I just want to put some thoughts out here for a second...
Submission is quite the gift to give someone... one of the most meaningful gifts ever. It's a serious honor to have another human being trust you at such an extent. The fact that someone feels the deficiency in himself or herself, whatever it is they are lacking, and sees something in you that can help fill such a void is an honor and a privilege nobody should take lightly. As a switch I feel so strongly about both sides to this. First, as my submissive side looks at it, none of us should just want anyone as a Dom just to say we have one. I have had one Dom, whom is a great person and very good at what he does, but was not the right one for me. I still had him as my Dom, nonetheless, and learned plenty. But, when you feel that deep connection to a specific Dom, and you know you can trust this one with anything, then and only then should you allow someone to have such control over you. You know when you have found that person because you naturally submit to them. I know I have such feelings as there is only one I will even consider, but unfortunately it's not a good time for the D/s relationship I want.

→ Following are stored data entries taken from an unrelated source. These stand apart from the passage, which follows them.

PR #8419, opened 2024-04-29
OAuthClient: don't call Instant.now() in serde layer

adutra:
Context: https://github.com/projectnessie/nessie/pull/8415#discussion_r1583212080


api/client/src/test/java/org/projectnessie/client/auth/oauth2/TestOAuth2Client.java
```diff
@@ -891,4 +899,10 @@ private static AtomicReference<Runnable> mockTokensRefreshSchedule(
             });
     return task;
   }
+
+  private static TokensResponseBase asResponse(Tokens tokens) throws Exception {
+    Field enclosingInstance = tokens.getClass().getDeclaredField("this$0");
```
adutra, line 904: Admittedly a little brittle, but works.

api/client/src/main/java/org/projectnessie/client/auth/oauth2/TokensResponseBase.java
```diff
@@ -33,31 +33,43 @@
...
-          .expirationTime(getRefreshTokenExpirationTime())
-          .build();
-    }
-    return null;
+    Duration accessExpiresIn = getAccessTokenExpiresIn();
+    AccessToken accessToken =
+        ImmutableAccessToken.builder()
+            .tokenType(getTokenType())
+            .payload(getAccessTokenPayload())
+            .expirationTime(accessExpiresIn == null ? null : clock.get().plus(accessExpiresIn))
```
snazy, line 46: Nit: Add an external variable `Instant now = clock.get()` at the beginning of `asTokens()` and use it here and below

api/client/src/main/java/org/projectnessie/client/auth/oauth2/TokensResponseBase.java
```diff
@@ -83,9 +95,9 @@ default RefreshToken getRefreshToken() {
   @Nullable
   @JsonProperty("expires_in")
   @JsonUnwrapped
-  @JsonSerialize(using = JacksonSerializers.InstantToSecondsSerializer.class)
-  @JsonDeserialize(using = JacksonSerializers.SecondsToInstantDeserializer.class)
-  Instant getAccessTokenExpirationTime();
+  @JsonSerialize(using = JacksonSerializers.DurationToSecondsSerializer.class)
+  @JsonDeserialize(using = JacksonSerializers.SecondsToDurationDeserializer.class)
+  Duration getAccessTokenExpiresIn();
```
snazy, line 100: I wonder whether the (de)serialization to a `Duration` type is really necessary. The OAuth & Keycloak specs say that this is an integer value representing 0 or or more seconds.
I suspect, just using `Integer` instead of `Duration` here and below is probably easier overall.

The function names could be extended with `...Seconds()` tho.

api/client/src/test/java/org/projectnessie/client/auth/oauth2/TestOAuth2Client.java
snazy: Hacky - but since it's a test, that works for me.

api/client/src/main/java/org/projectnessie/client/auth/oauth2/TokensResponseBase.java
snazy: Just using an `Integer` also saves a bunch of code.

adutra: Note that we lose the ability to use sub-second durations in unit tests – but all in all, I think that's fine.

snazy (approved):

Maybe it's also because I'm a switch, and I have spent my entire life caring for myself and others, and being nothing but independent, but I refuse to give such power over me to anybody else. I have already submitted to this individual naturally, and even though the D/s relationship is not there, I can't help but allow him the exact same type of control over me.
On the other side, as Doms/Dommes we must also be appreciative when someone wants to submit to us. As I said before it is one of the highest honors to have someone who believes you are the one who can get through to, and help him or her. Although there are also the subs whom just want to be owned, regardless of who the owner is, so we have to be just as careful on our ends. We must ensure that it indeed really is something within ourselves the sub sees and submits to, and not the natural yearning for someone to control him or her. If I am truly unable to help someone, I will not take the person as my sub. This will do much more harm than help. Of course, communicating all of these things is essential as well. I know the type of woman I have always been, I want to help anybody and everybody and would give someone way more effort than some people deserve from me. Since I recognize this and have had it fall back on me way too often I am even more cautious. Some of us have to be reminded it's not all about ourselves, but about the other person as well. I have to remind myself that although it is very much about the other person, I need to keep myself in mind, too.
Anyway, I think I'm done going on about this. I know I'm stating obvious facts, but it made me feel better bringing this up and writing some... Hope you all have a wonderful day...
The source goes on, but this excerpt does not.